AIM OF THE TASK:
Your task is to find every line in the records that holds the string "give" and copy it.

= = = = =

PR #1976, opened 2023-03-29
feat(normalization): Don't mark as sanitized if there aren't any rules

iker-barriocanal:
If there aren't any rules, a transaction should not be promoted to `source:sanitized` because the clusterer may not have generated enough rules yet. The exception is if we've scrubbed UUIDs, in which case we still consider the transaction as sanitized.

### DIFF
--- a/CHANGELOG.md
+++ b/CHANGELOG.md
@@ -7,22 +7,26 @@
 This release contains major changes to the web layer, including TCP and HTTP handling as well as all web endpoint handlers. Due to these changes, some functionality was retired and Relay responds differently in specific cases.
 
 Configuration:
+
 - SSL support has been dropped. As per [official guidelines](https://docs.sentry.io/product/relay/operating-guidelines/), Relay should be operated behind a reverse proxy, which can perform SSL termination.
 - Connection config options `max_connections`, `max_pending_connections`, and `max_connection_rate` no longer have an effect. Instead, configure the reverse proxy to handle connection concurrency as needed.
 
 Endpoints:
+
 - The security endpoint no longer forwards to upstream if the mime type doesn't match supported mime types. Instead, the request is rejected with a corresponding error.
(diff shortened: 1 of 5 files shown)


CHANGELOG.md
```diff
@@ -7,22 +7,26 @@
 This release contains major changes to the web layer, including TCP and HTTP handling as well as all web endpoint handlers. Due to these changes, some functionality was retired and Relay responds differently in specific cases.
 
 Configuration:
+
```
iker-barriocanal, line 10: These blank lines have been added by the formatter, so I thought about leaving them in place to avoid saving without formatting every time there's a change in the changelog.

relay-general/src/store/transactions/processor.rs
```diff
@@ -350,19 +350,29 @@ impl Processor for TransactionsProcessor<'_> {
         if self.name_config.scrub_identifiers {
             // Normalize transaction names for URLs and Sanitized transaction sources.
             // This in addition to renaming rules can catch some high cardinality parts.
+            let mut sanitize_transaction = false;
```
```suggestion
            let mut sanitized = false;
```

relay-general/src/store/transactions/processor.rs
```diff
@@ -350,19 +350,29 @@ impl Processor for TransactionsProcessor<'_> {
...
+
             if matches!(
                 event.get_transaction_source(),
                 &TransactionSource::Url | &TransactionSource::Sanitized
             ) {
-                scrub_identifiers(&mut event.transaction)?;
+                let scrubbed_identifiers = scrub_identifiers(&mut event.transaction);
+                if scrubbed_identifiers.map_or(false, |scrubbed| scrubbed) {
```
jjbayer: AFAIK we still want to early return the error here if `scrub_identifiers` returns one.

```suggestion
                let scrubbed_identifiers = scrub_identifiers(&mut event.transaction)?;
                if scrubbed_identifiers {
```

jjbayer (approved):

PR #2010, opened 2023-04-05
ref(metrics): Don't report unknown transaction sources to Sentry

iker-barriocanal:
All new events of this issue are coming from old SDK versions or users setting the source manually. The issue is no longer useful or actionable.

#skip-changelog


jjbayer (approved):
LGTM, if a user notices that their transactions disappear in `<< unparametrized >>`, they can always contact us.

olksdr (approved):
🚀

PR #2011, opened 2023-04-05
instr(buffers): Log buffer sizes as statsd metrics

jjbayer:
Introduce statsd metrics around persistent buffering.

- [x] num envelopes in memory
- [x] db size (bytes)
- [x] read / write operations

#skip-changelog


relay-server/src/actors/project_buffer.rs
```diff
@@ -198,7 +204,12 @@ impl BufferService {
         let db = SqlitePoolOptions::new().connect_with(options).await?;
         sqlx::migrate!("../migrations").run(&db).await?;
 
-        Ok(())
+        let count: i64 = sqlx::query("SELECT count(*) FROM envelopes")
```
jjbayer: We could also get the number of bytes here, and create a metric for that, but it's a heavy operation when the db is big:

```suggestion
        let count: i64 = sqlx::query("SELECT count(*), sum(length(envelope)) FROM envelopes")
```

relay-server/src/actors/project_buffer.rs
```diff
@@ -186,10 +187,15 @@ pub struct BufferService {
     project_cache: Addr<ProjectCache>,
     spool_config: Option<BufferSpoolConfig>,
     count_mem_envelopes: i64,
+    count_disk_envelopes: i64,
+
+    #[cfg(test)]
+    untracked: bool,
```
jjbayer, line 191:
```suggestion
    /// Create untracked envelopes when loading from disk. Only use in tests.
    untracked: bool,
```

relay-server/src/actors/project_buffer.rs
```diff
@@ -535,3 +590,104 @@ impl Drop for BufferService {
...
+        let config = Config::from_json_value(serde_json::json!({
+            "cache": {
+                "persistent_envelope_buffer": {
+                    "path": dbg!(std::env::temp_dir().join(Uuid::new_v4().to_string())),
+                    "max_memory_size": 2,
+                }
+            }
+        }))
+        .unwrap();
+
```
```suggestion
```

relay-server/src/actors/project_buffer.rs
```diff
@@ -535,3 +590,104 @@ impl Drop for BufferService {
...
+        let captures = relay_statsd::with_capturing_test_client(|| {
+            rt.block_on(async {
+                let (project_cache, _) = mock_service("project_cache", (), |&mut (), _| {});
+                let mut service = BufferService::create(buffer_guard, project_cache, config.into())
+                    .await
+                    .unwrap();
+                service.untracked = true; // so we do not panic when dropping envelopes
+
+                for _ in 0..5 {
```
jjbayer, line 680:
```suggestion
                // Send 5 envelopes
                for _ in 0..5 {
```

relay-server/src/actors/project_buffer.rs
```diff
@@ -535,3 +590,104 @@ impl Drop for BufferService {
...
+                    service
+                        .handle_enqueue(Enqueue {
+                            key,
+                            value: empty_envelope(),
+                        })
+                        .await
+                        .unwrap();
+                }
+                let (tx, mut rx) = mpsc::unbounded_channel();
```
jjbayer, line 691:
```suggestion

                // Dequeue everything
                let (tx, mut rx) = mpsc::unbounded_channel();
```

relay-server/src/actors/project_buffer.rs
```diff
@@ -198,7 +205,12 @@ impl BufferService {
         let db = SqlitePoolOptions::new().connect_with(options).await?;
         sqlx::migrate!("../migrations").run(&db).await?;
 
-        Ok(())
+        let count: i64 = sqlx::query("SELECT count(*) FROM envelopes")
```
olksdr: Select `count` on the big tables can be very slow, when it starts doing full table scans. But also since we always delete from the table, there is no easy way around this.

relay-server/src/statsd.rs
```diff
@@ -42,6 +42,20 @@ pub enum RelayHistograms {
     ///
     /// The queue size can be configured with `cache.event_buffer_size`.
     EnvelopeQueueSize,
+    /// The number of envelopes waiting for project states in memory.
+    ///
+    /// This number is always <= `EnvelopeQueueSize`.
+    ///
+    /// The memory buffer size can be configured with `cache.persistent_envelope_buffer.max_memory_size`.
```
olksdr:
```suggestion
    /// The memory buffer size can be configured with `spool.envelopes.max_memory_size`.
```

relay-server/src/statsd.rs
```diff
@@ -42,6 +42,20 @@ pub enum RelayHistograms {
...
+    BufferEnvelopesMemory,
+    /// The number of envelopes waiting for project states on disk.
+    ///
+    /// During normal operation, this number should be 0. Only when
+    /// the in-memory buffer overflows (for example, we cannot fetch project states from the upstream)
+    /// will the disk buffer be used.
+    ///
+    /// The disk buffer size can be configured with `cache.persistent_envelope_buffer.max_disk_size`.
```
olksdr:
```suggestion
    /// The disk buffer size can be configured with `spool.envelopes.max_disk_size`.
```

relay-server/src/actors/project_buffer.rs
```diff
@@ -341,8 +358,17 @@ impl BufferService {
 
             let buf = std::mem::take(buffer);
             self.count_mem_envelopes = 0;
-            Self::do_spool(db, buf).await?;
```
olksdr, line 347: On the line `351` we also get estimated database file size. I think it also would be great to have a metric on that, to see how the file grow with time. What do you think, does it make sense?

relay-server/src/actors/project_buffer.rs
```diff
@@ -353,6 +379,10 @@ impl BufferService {
         let envelope_row: Vec<u8> = row.try_get("envelope")?;
         let envelope_bytes = bytes::Bytes::from(envelope_row);
```
olksdr, line 378: What do you think we also can get the histogram of envelopes size distribution?

olksdr (approved):
Overall LGTM! 
I left only few questions I would also like to hear your opinion on.

relay-server/src/actors/project_buffer.rs
jjbayer: Hmm that's surprising, I would have expected the db to have knowledge about its table sizes. Anyway, I think we can live with it if it only happens once during initialization?

relay-server/src/actors/project_buffer.rs
jjbayer: I considered it, but I'm not sure if its misleading if it only logs the size _before_ it spools. But I'm happy to add it anyway.

relay-server/src/actors/project_buffer.rs
jjbayer: Yes, I'm surprised we don't have it for incoming envelopes. We do have it for outgoing envelopes, maybe that's enough for estimations?

https://github.com/getsentry/relay/blob/004fe550b7b6ce02357b74dcd6b0bbb213dc508b/relay-server/src/statsd.rs#L133-L134

relay-server/src/actors/project_buffer.rs
olksdr: We could actually test it, just create bug table (~50 - 100 GB) with some inserts and deletes and run the `count` on it.

relay-server/src/actors/project_buffer.rs
olksdr: On one side yes, but it'll also give us at least some overview what's going on with the system I guess.

relay-server/src/actors/project_buffer.rs
olksdr: Hm, you might be right. Is one request can have multiple envelopes in the body here? Which wouldn't give us actual size we would like to see.

relay-server/src/actors/project_buffer.rs
```diff
@@ -186,10 +187,16 @@ pub struct BufferService {
...
+    count_disk_envelopes: i64,
+
+    #[cfg(test)]
+    /// Create untracked envelopes when loading from disk. Only use in tests.
+    untracked: bool,
 }
 
 impl BufferService {
-    async fn setup(path: &PathBuf) -> Result<(), BufferError> {
+    /// Set up database and return the current number of envelopes.
```
iker-barriocanal:
```suggestion
    /// Set up the database and return the current number of envelopes.
```

relay-server/src/actors/project_buffer.rs
```diff
@@ -302,12 +318,16 @@ impl BufferService {
                     relay_log::error!("failed to serialize the envelope: {}", LogError(&err));
                 }
             });
-            query_builder.build().execute(db).await?;
+            let result = query_builder.build().execute(db).await?;
+            relay_statsd::metric!(counter(RelayCounters::BufferWrites) += 1);
```
iker-barriocanal, line 325: This will generate a ton of metrics. Can we use a counter here for each loop iteration, and log the metric outside of the loop? The result should be pretty similar, with less overhead.

relay-server/src/actors/project_buffer.rs
```diff
@@ -398,12 +440,15 @@ impl BufferService {
             .bind(key.sampling_key.to_string())
             .fetch(db).peekable();
 
+            relay_statsd::metric!(counter(RelayCounters::BufferReads) += 1);
```
iker-barriocanal, line 435: Same suggestion here, should we have a counter and log a single metric instead of doing so on each iteration?

iker-barriocanal (approved):
I haven't looked at the tests, but the PR overall looks good.

relay-server/src/actors/project_buffer.rs
jjbayer: It took roughly 10 seconds for a billion rows (97 GB) on my machine. Still too much if you ask me. I refactored the metric to log the estimated db size in bytes instead.

relay-server/src/actors/project_buffer.rs
jjbayer: I considered it, but I wanted the metric to be as real time as possible. This logs one metric for each batch of 333 envelopes, so I hope it's ok.

relay-server/src/actors/project_buffer.rs
jjbayer: Same argument as before: the batch size is 100, so I hope the volume is acceptable.

relay-server/src/actors/project_buffer.rs
```diff
@@ -265,18 +270,27 @@ impl BufferService {
...
+        };
+        let page_size: i64 = match rows.next().await {
+            Some(row) => row?.try_get(0)?,
+            None => return Err(BufferError::DatabaseError(sqlx::Error::RowNotFound)),
+        };
+        let size = page_count * page_size;
+
+        relay_statsd::metric!(histogram(RelayHistograms::BufferDiskSize) = size as u64);
+
+        Ok(size)
```
jjbayer, line 288: @olksdr I completely changed the way we compute the db size so we can log it as a metric more often. Let me know if you approve.

olksdr: Yeah, that would definitely work, and we do not have to all the time hit the filesystem.

olksdr (approved):
:shipit:

relay-server/src/actors/project_buffer.rs
iker-barriocanal: Seems reasonable, yes 👍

= = = = =

WRITTEN ANSWER:
olksdr: On one side yes, but it'll also give us at least some overview what's going on with the system I guess.
olksdr: Hm, you might be right. Is one request can have multiple envelopes in the body here? Which wouldn't give us actual size we would like to see.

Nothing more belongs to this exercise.